_THE TASK:_ In the data below, one line contains "Except shrug is" and a later one contains "cc @Mikaela for test". Print both, with every line between them, exactly and alone.

_Stored data:_
* * * * *

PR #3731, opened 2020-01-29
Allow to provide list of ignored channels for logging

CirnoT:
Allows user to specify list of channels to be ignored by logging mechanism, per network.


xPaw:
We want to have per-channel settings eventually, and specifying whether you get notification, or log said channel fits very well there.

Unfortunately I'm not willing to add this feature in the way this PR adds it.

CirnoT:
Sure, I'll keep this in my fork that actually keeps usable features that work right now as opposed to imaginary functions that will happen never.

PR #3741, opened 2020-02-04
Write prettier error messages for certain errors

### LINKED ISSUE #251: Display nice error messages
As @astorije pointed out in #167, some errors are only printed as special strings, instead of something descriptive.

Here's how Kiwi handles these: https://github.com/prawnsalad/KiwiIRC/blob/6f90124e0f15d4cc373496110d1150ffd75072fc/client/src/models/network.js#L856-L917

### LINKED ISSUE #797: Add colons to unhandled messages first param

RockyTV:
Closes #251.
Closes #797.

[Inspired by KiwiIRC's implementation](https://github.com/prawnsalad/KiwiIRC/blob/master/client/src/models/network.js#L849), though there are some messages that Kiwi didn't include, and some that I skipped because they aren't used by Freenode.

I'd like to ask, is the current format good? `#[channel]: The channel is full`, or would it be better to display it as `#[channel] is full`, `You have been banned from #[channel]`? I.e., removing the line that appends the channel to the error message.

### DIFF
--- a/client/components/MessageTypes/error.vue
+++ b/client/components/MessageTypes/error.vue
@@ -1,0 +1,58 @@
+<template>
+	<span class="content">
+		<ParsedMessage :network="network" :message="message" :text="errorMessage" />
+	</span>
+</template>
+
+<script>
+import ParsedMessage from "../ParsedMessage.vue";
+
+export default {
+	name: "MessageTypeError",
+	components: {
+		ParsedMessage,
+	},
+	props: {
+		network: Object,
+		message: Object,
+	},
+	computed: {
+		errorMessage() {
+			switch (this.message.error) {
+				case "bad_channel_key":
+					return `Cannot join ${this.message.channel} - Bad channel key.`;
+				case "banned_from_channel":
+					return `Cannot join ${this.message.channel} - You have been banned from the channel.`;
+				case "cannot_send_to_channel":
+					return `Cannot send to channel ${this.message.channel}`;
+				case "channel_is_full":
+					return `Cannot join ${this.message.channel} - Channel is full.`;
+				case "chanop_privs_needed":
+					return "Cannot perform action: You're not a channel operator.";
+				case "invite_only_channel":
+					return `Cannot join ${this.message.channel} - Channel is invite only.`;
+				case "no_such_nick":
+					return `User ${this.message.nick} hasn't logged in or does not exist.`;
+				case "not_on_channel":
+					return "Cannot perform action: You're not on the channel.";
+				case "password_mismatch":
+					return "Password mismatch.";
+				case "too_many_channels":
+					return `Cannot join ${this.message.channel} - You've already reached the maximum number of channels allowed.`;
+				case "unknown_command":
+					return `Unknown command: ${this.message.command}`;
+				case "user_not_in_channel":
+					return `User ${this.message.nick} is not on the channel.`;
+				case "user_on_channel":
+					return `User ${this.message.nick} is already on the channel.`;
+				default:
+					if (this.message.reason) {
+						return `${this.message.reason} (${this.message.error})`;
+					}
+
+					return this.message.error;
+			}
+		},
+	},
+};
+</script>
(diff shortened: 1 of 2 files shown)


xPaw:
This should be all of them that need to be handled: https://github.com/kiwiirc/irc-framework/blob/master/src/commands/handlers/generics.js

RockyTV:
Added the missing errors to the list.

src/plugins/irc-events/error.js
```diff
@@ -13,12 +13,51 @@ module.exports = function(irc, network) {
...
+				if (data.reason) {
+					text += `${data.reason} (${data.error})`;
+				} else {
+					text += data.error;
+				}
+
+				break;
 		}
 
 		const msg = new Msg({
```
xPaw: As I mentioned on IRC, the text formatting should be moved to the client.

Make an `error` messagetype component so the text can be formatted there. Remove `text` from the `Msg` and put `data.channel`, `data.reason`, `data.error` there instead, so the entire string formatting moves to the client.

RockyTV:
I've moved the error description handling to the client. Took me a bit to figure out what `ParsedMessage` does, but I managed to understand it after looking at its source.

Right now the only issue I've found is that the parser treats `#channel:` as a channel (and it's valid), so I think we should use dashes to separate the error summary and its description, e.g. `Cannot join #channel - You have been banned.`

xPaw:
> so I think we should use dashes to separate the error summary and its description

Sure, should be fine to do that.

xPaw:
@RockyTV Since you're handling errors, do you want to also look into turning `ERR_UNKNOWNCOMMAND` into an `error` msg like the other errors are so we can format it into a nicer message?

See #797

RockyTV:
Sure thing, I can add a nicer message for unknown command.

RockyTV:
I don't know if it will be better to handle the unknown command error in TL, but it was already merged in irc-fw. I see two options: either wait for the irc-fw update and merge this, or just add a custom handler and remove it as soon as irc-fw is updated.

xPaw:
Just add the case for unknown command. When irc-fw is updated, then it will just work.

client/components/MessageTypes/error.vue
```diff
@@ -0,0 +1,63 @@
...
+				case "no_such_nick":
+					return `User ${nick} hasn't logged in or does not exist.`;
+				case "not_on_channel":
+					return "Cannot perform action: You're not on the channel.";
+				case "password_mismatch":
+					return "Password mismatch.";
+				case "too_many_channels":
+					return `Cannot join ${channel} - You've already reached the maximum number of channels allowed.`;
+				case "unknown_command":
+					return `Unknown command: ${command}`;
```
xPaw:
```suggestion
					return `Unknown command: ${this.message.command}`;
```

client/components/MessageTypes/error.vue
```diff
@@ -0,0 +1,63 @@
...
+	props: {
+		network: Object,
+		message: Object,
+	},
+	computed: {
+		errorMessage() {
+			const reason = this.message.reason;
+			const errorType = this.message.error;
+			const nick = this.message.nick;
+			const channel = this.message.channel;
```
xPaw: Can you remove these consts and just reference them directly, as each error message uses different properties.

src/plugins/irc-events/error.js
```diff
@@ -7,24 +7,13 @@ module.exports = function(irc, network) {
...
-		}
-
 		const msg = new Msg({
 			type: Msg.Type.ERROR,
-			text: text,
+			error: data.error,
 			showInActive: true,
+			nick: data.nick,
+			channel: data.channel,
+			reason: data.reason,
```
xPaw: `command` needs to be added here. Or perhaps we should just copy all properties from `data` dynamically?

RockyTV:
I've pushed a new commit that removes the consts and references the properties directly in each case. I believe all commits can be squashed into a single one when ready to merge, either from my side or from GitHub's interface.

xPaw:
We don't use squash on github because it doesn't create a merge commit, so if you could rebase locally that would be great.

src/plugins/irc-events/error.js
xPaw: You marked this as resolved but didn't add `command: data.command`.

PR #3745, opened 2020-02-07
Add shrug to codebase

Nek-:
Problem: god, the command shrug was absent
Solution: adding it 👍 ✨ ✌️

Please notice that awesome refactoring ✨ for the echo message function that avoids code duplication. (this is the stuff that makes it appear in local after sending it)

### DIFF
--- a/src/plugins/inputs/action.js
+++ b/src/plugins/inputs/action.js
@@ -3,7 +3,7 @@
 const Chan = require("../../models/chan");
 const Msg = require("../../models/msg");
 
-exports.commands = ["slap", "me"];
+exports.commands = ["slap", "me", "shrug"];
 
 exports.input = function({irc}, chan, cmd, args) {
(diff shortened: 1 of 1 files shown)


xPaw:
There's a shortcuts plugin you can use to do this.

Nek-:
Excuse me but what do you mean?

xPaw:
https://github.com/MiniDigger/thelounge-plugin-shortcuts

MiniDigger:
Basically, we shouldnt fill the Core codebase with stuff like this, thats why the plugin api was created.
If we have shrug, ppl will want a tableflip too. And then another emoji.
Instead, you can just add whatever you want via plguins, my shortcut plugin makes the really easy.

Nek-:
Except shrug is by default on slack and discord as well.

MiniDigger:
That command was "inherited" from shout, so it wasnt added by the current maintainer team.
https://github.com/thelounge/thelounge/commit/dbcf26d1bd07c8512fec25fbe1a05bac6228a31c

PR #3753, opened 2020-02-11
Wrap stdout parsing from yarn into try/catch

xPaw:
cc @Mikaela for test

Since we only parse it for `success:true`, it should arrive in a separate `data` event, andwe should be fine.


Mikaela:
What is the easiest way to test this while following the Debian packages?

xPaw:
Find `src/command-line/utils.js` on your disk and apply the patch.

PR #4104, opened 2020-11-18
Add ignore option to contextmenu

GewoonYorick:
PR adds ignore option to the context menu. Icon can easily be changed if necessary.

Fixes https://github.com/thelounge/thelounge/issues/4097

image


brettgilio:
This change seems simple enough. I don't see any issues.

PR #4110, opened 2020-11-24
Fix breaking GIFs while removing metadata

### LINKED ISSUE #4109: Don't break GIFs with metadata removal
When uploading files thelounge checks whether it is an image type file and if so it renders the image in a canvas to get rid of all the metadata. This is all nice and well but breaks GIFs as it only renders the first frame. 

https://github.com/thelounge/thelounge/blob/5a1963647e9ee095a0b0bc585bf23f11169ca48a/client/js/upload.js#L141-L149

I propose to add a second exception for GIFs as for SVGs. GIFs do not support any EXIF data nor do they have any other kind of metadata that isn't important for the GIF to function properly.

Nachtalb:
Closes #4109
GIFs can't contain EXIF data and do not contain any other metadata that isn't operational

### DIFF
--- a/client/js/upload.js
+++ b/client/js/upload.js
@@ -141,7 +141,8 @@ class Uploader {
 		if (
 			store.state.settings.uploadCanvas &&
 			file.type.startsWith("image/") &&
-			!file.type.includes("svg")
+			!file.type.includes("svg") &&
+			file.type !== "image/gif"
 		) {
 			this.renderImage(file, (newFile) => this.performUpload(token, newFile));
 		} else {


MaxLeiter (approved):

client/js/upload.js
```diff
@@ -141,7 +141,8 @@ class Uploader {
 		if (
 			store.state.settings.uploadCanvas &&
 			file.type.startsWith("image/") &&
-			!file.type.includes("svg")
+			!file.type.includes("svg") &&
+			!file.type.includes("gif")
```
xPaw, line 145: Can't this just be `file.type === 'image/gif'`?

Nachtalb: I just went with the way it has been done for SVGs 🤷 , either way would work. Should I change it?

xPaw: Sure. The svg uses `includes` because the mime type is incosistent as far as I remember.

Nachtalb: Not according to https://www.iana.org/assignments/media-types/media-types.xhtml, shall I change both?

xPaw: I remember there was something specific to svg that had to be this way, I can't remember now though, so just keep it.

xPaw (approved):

* * * * *

_PROBLEM SOLUTION:_
Except shrug is by default on slack and discord as well.

MiniDigger:
That command was "inherited" from shout, so it wasnt added by the current maintainer team.
https://github.com/thelounge/thelounge/commit/dbcf26d1bd07c8512fec25fbe1a05bac6228a31c

PR #3753, opened 2020-02-11
Wrap stdout parsing from yarn into try/catch

xPaw:
cc @Mikaela for test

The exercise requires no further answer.